◆ **EXERCISE OBJECTIVE**:
Output all records below verbatim.

◆ **DATA SUPPLIED**:

PR #388, opened 2016-03-26
Merge fr.po to master

geoffmcl:
So far testing of this is looking good... will merge to master shortly...


geoffmcl:
After another round of french testing have merged this...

◆ **EXERCISE RESULT**:
PR #388, opened 2016-03-26
Merge fr.po to master

geoffmcl:
So far testing of this is looking good... will merge to master shortly...


geoffmcl:
After another round of french testing have merged this...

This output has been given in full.